Saved data entries:
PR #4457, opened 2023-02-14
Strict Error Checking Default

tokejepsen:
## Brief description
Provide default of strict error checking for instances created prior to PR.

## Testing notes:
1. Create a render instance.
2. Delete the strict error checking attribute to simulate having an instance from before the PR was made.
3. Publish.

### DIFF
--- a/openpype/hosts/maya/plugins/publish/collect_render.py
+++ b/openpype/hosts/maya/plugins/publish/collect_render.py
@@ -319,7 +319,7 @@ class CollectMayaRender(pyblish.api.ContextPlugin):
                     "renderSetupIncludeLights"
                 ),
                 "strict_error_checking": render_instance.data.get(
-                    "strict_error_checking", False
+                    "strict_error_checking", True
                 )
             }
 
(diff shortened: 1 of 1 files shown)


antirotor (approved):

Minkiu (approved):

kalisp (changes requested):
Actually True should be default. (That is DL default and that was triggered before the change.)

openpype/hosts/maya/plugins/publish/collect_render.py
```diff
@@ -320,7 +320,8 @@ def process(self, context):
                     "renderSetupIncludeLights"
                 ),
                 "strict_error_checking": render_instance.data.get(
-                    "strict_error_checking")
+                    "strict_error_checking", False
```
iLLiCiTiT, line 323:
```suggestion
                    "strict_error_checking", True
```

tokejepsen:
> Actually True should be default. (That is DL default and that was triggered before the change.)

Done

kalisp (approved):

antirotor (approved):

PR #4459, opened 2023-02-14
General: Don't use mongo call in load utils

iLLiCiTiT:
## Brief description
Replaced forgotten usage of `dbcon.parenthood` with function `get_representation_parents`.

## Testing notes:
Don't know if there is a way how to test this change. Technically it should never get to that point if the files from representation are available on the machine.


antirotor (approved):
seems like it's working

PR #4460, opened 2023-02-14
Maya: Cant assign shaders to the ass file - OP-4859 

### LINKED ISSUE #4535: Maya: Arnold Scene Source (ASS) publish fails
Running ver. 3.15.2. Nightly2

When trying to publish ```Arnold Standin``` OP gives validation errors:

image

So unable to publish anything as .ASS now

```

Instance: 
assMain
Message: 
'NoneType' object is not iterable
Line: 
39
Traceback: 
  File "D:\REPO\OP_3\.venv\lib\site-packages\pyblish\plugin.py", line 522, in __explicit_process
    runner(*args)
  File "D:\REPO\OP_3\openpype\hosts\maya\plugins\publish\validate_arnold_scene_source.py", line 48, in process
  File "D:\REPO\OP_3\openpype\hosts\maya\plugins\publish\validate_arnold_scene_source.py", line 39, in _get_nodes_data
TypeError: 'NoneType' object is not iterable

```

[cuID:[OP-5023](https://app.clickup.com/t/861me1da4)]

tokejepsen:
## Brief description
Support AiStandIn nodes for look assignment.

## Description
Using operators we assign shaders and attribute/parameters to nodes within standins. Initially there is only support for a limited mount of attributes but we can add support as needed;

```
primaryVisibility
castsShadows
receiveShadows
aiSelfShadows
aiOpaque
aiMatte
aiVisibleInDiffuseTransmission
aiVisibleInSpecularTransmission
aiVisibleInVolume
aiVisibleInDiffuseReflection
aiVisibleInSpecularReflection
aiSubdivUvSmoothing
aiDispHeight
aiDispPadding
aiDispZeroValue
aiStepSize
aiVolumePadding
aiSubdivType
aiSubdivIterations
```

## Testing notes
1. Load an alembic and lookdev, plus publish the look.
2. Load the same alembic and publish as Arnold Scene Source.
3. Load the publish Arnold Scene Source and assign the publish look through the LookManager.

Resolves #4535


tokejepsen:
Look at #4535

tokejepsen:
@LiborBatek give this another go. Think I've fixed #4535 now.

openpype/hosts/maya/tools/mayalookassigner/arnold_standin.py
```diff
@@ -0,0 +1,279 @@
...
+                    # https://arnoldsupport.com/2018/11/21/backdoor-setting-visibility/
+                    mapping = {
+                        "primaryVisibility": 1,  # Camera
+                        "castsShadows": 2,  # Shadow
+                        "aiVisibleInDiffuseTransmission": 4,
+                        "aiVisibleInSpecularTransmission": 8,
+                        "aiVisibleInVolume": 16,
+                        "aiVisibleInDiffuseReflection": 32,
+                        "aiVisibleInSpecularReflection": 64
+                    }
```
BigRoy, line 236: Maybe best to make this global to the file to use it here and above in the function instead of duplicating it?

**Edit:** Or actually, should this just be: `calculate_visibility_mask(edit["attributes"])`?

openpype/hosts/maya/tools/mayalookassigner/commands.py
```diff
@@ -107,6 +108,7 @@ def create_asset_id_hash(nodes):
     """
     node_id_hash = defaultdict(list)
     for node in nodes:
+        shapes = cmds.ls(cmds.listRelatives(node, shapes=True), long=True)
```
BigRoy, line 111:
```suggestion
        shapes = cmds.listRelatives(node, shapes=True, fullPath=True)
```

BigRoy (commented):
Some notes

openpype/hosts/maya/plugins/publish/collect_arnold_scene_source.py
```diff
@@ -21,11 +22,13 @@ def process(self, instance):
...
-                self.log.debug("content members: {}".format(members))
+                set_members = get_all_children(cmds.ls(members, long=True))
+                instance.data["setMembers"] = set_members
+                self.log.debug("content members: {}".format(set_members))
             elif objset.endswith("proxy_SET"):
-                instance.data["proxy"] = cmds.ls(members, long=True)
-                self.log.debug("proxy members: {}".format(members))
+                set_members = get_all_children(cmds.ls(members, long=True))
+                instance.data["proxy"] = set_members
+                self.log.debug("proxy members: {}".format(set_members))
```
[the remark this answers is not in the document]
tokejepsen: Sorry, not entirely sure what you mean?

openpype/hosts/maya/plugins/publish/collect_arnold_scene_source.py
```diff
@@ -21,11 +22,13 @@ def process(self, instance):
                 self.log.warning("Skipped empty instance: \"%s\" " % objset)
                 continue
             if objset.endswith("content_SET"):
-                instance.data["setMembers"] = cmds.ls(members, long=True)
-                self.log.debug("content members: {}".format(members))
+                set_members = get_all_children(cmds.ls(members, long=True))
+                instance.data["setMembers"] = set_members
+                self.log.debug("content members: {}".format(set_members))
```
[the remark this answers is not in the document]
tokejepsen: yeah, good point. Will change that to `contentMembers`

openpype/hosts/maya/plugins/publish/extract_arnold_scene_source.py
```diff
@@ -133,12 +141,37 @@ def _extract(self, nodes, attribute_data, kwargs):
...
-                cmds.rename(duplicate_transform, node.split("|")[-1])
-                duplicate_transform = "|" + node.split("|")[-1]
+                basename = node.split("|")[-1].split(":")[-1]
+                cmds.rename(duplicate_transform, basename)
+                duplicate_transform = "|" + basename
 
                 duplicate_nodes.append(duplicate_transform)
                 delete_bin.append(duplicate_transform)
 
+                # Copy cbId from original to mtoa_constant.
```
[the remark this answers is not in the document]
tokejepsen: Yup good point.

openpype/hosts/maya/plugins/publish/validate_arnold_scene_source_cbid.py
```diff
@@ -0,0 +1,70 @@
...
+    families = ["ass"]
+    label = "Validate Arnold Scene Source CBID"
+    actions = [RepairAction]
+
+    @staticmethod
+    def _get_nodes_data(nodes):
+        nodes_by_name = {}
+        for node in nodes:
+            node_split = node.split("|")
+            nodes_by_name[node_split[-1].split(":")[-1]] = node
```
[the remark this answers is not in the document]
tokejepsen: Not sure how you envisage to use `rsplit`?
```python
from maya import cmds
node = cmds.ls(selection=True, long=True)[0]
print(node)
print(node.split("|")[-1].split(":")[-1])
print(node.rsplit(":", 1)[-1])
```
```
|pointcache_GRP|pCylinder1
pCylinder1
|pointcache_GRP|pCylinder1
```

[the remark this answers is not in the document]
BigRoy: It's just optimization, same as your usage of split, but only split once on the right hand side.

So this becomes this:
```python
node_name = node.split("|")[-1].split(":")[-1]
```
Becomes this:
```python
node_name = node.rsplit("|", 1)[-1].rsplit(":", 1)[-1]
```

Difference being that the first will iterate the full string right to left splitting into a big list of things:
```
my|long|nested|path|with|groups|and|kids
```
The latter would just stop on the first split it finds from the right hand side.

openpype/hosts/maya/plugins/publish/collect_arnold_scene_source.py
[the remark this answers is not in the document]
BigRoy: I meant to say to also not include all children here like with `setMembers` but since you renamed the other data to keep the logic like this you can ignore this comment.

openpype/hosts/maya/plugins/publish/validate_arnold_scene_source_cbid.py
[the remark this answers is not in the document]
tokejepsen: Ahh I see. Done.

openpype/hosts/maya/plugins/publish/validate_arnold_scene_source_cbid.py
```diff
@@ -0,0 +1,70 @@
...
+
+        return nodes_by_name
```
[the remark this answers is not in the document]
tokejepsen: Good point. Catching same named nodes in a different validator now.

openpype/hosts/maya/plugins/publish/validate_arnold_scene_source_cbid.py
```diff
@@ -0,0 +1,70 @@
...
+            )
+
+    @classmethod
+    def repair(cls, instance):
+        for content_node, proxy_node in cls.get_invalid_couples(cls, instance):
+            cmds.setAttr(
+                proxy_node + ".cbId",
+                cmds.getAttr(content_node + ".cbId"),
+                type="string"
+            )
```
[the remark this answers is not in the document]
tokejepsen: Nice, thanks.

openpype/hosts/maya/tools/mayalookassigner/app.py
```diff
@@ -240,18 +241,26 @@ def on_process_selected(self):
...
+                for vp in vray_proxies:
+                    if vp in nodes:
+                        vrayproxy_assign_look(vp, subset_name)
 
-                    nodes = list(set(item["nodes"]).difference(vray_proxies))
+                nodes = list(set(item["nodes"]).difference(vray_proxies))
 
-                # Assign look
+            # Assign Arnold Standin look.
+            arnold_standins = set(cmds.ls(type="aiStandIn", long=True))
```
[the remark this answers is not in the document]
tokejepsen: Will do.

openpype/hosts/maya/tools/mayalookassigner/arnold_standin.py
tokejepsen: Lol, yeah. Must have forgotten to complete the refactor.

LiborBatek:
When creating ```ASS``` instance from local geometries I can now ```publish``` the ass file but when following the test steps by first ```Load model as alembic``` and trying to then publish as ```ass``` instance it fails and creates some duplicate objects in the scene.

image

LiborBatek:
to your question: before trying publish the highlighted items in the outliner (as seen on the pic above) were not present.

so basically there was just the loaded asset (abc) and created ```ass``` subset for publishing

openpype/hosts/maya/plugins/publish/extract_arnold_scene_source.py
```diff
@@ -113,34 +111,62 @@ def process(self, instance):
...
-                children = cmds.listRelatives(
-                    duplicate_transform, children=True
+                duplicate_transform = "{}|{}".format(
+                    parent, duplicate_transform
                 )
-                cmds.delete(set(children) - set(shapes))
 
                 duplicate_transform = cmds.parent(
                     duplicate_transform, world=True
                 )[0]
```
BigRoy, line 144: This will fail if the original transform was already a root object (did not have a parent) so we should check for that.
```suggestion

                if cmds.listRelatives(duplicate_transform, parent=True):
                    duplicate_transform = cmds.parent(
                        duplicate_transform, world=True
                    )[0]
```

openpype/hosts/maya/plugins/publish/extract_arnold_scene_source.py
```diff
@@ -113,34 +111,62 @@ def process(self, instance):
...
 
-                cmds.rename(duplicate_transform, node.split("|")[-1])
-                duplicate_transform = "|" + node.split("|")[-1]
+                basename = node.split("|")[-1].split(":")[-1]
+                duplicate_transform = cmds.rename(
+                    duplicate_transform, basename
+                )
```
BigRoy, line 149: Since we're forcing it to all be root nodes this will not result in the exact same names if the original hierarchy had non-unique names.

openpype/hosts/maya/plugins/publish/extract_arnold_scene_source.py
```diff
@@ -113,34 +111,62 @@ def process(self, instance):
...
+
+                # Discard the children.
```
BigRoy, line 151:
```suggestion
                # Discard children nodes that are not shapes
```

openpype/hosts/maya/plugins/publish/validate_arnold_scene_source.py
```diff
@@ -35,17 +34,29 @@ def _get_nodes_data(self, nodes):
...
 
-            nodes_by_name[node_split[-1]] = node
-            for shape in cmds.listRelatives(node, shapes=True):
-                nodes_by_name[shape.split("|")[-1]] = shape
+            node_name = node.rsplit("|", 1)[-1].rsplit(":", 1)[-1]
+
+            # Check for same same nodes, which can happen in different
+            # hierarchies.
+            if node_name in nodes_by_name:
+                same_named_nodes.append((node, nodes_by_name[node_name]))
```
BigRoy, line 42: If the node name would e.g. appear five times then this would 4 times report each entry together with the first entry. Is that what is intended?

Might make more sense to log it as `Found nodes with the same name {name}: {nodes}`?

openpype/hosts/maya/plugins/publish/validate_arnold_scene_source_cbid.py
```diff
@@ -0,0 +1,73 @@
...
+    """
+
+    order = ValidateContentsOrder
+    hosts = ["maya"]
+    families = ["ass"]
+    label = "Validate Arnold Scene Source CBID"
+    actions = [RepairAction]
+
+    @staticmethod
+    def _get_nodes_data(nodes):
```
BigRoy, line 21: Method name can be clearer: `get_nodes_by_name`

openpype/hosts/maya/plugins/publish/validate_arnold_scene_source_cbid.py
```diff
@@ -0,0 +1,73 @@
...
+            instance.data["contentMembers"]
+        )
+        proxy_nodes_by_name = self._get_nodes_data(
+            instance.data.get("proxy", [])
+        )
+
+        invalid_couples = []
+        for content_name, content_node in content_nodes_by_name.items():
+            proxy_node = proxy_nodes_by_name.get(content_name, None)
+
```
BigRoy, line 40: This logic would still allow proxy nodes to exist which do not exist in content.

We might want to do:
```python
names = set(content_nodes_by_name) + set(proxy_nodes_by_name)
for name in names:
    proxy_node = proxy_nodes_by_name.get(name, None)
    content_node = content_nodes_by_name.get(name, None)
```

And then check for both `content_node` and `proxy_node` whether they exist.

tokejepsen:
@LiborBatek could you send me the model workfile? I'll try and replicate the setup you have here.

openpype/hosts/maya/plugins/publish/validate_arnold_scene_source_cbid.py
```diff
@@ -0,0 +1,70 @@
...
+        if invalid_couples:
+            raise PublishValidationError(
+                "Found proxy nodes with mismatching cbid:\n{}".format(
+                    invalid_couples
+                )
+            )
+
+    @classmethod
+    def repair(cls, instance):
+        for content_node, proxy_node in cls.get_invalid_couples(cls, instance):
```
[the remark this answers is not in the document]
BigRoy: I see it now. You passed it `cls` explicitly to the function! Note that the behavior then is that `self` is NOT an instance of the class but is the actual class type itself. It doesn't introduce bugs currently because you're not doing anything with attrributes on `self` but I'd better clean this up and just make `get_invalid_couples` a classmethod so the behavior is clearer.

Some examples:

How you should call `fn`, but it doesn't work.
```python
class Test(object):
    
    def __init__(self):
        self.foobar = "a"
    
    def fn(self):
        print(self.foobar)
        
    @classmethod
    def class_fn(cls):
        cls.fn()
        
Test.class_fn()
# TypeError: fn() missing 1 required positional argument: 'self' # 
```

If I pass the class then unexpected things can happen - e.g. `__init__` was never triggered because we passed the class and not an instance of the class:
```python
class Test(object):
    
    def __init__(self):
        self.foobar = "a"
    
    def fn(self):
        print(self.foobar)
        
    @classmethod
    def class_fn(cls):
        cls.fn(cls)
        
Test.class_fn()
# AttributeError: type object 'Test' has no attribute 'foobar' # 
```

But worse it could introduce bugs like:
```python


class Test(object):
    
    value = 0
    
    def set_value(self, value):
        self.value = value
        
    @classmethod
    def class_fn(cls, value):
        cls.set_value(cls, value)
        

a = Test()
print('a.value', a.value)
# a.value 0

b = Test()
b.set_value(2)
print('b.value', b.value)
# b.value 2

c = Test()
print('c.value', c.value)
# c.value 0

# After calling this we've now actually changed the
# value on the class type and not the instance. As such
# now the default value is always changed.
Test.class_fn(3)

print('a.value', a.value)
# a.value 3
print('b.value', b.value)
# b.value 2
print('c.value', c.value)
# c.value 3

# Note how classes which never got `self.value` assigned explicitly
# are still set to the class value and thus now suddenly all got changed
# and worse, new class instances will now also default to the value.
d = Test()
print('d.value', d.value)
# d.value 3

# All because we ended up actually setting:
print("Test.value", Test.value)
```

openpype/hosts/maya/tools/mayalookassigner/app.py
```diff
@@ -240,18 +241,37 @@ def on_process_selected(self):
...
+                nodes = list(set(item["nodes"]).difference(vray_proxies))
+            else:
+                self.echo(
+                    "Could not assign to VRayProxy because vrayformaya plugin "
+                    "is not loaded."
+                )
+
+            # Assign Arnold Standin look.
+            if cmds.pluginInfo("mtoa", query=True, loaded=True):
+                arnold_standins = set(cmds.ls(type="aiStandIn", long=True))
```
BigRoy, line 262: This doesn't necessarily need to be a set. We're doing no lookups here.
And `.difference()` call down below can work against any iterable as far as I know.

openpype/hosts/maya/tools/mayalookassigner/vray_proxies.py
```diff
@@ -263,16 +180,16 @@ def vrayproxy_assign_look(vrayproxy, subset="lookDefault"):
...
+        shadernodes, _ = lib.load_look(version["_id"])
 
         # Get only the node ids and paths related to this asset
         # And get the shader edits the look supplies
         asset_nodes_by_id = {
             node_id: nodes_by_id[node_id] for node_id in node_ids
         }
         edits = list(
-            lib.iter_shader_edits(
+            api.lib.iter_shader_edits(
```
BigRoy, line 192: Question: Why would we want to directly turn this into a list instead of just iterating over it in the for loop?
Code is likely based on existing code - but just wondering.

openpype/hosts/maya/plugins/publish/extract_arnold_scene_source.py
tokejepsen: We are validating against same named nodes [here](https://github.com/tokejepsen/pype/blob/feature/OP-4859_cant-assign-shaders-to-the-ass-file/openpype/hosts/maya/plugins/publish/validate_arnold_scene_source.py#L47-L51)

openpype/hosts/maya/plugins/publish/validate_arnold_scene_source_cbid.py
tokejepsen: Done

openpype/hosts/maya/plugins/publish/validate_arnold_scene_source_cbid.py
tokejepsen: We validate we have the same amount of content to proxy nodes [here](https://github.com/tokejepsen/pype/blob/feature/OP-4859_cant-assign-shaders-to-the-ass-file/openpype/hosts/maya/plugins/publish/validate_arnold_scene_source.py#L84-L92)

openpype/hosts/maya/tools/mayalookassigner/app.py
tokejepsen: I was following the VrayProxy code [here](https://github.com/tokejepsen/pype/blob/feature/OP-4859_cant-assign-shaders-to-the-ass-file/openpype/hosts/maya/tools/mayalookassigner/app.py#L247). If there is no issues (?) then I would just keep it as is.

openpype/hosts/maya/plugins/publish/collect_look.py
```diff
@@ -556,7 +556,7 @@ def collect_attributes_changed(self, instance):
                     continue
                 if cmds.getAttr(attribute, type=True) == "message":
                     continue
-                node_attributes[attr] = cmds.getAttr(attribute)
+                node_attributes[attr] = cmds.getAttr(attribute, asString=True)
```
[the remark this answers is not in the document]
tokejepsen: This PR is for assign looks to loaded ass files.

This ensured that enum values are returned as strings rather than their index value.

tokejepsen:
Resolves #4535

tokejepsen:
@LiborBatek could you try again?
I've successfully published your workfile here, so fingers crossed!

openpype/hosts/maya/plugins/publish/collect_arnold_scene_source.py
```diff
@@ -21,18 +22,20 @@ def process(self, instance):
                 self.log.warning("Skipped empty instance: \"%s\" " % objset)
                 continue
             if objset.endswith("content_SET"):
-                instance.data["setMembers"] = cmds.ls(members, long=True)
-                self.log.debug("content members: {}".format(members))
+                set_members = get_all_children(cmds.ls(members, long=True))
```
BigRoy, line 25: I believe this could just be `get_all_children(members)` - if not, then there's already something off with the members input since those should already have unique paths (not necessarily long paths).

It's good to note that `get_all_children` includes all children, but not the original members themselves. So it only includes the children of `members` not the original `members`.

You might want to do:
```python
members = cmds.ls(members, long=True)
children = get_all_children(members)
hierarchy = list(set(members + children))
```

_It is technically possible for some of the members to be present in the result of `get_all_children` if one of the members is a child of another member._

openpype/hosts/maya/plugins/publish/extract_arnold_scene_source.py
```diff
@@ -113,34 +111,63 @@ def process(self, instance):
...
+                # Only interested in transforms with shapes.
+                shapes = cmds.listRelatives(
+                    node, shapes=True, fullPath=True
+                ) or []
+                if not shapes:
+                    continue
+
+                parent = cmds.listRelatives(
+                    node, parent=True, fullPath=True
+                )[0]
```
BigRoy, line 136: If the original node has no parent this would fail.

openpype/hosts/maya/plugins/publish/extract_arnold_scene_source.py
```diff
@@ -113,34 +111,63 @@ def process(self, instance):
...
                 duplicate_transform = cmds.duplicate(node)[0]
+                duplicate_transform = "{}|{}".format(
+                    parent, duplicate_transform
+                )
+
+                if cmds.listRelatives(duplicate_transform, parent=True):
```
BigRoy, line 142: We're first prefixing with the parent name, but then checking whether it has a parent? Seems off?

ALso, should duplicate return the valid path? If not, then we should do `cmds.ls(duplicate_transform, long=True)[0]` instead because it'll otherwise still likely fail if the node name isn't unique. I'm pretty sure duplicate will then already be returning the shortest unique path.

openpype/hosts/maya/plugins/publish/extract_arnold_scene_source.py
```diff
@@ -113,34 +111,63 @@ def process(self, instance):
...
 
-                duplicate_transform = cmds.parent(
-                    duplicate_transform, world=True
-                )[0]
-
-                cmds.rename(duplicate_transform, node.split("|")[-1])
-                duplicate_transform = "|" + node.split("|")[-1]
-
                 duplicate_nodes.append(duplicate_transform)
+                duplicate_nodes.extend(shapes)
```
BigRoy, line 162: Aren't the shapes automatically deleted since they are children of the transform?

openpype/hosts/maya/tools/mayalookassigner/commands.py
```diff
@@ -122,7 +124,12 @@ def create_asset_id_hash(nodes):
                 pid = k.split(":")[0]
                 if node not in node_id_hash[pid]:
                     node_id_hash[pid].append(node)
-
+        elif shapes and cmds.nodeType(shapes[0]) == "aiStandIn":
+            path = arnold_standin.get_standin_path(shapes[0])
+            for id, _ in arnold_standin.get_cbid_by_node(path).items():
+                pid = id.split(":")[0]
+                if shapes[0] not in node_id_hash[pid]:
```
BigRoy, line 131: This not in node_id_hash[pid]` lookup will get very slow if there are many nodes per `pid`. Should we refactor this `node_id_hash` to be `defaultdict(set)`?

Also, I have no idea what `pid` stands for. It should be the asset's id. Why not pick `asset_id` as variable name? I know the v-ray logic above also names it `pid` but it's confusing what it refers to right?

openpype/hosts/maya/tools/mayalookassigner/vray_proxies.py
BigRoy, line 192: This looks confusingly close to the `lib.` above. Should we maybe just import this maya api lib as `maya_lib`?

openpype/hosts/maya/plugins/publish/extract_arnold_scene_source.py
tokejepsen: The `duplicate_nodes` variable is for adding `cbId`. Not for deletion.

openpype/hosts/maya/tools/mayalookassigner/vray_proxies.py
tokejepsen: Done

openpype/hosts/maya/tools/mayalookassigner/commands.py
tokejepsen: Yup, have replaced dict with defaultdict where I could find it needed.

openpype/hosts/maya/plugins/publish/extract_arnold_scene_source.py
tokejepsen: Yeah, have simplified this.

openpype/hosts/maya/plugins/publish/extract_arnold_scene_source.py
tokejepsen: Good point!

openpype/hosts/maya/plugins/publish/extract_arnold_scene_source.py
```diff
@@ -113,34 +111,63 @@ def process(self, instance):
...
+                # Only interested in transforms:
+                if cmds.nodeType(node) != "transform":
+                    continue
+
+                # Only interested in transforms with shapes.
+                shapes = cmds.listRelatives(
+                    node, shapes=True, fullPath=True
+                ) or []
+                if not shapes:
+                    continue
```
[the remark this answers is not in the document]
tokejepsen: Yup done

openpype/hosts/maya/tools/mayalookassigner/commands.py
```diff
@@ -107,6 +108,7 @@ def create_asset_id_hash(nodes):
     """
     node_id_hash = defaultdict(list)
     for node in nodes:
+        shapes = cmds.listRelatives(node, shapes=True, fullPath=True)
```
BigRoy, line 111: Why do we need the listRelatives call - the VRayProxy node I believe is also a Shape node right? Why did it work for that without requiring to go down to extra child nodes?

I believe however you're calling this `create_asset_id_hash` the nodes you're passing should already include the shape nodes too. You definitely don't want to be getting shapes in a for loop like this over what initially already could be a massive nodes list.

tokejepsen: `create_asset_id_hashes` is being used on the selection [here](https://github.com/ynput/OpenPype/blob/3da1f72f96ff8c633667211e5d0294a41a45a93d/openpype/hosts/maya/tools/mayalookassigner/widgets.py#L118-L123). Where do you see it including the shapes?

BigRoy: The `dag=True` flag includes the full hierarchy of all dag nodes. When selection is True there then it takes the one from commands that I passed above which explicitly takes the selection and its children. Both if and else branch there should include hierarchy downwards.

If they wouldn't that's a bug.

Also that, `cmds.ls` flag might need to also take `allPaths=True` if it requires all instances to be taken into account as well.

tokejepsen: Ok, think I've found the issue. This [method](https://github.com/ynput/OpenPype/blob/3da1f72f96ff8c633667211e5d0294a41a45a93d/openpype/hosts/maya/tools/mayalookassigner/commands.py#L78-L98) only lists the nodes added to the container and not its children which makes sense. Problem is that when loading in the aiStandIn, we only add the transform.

--

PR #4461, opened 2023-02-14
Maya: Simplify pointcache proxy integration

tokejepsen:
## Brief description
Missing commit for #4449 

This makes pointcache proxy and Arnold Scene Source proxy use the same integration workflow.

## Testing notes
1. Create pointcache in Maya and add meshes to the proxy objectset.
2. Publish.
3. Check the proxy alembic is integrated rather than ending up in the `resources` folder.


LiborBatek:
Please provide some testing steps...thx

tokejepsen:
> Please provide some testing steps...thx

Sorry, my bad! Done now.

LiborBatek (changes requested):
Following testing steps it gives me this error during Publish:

--

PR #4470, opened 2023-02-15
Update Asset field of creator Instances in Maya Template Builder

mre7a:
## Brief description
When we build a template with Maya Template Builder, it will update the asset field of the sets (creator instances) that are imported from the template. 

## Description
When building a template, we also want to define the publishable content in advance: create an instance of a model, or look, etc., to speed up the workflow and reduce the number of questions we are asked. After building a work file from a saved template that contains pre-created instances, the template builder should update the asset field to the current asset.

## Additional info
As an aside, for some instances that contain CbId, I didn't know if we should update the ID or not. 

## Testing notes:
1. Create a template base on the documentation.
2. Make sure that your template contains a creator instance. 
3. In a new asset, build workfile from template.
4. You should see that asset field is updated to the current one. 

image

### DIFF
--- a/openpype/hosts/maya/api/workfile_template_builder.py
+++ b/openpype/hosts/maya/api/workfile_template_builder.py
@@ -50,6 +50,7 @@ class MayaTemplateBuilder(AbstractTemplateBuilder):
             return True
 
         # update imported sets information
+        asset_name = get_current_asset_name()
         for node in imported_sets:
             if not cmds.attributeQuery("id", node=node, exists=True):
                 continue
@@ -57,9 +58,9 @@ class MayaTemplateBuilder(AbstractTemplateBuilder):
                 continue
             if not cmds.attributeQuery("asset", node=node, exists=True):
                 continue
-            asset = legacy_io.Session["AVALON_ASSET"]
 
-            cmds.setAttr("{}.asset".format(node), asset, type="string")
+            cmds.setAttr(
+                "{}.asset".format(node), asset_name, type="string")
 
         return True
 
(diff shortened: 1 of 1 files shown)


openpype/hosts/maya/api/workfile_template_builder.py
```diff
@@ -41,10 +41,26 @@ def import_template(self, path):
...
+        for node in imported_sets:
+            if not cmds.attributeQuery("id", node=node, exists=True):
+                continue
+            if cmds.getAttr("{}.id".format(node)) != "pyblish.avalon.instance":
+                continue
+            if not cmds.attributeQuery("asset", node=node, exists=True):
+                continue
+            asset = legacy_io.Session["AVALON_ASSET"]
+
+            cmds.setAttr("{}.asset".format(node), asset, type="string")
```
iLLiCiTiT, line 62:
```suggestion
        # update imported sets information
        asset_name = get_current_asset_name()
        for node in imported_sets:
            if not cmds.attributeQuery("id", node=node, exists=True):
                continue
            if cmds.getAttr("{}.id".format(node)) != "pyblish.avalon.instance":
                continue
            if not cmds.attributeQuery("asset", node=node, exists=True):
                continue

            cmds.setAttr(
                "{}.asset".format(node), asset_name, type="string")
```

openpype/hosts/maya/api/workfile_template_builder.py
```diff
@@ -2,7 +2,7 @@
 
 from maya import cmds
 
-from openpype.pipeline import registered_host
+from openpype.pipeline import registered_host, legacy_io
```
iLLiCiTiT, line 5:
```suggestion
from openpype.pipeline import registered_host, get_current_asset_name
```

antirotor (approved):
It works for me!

- Work item
Every line in the records above that has "setting" counts once. Give the total and nothing else.

- Answer box
2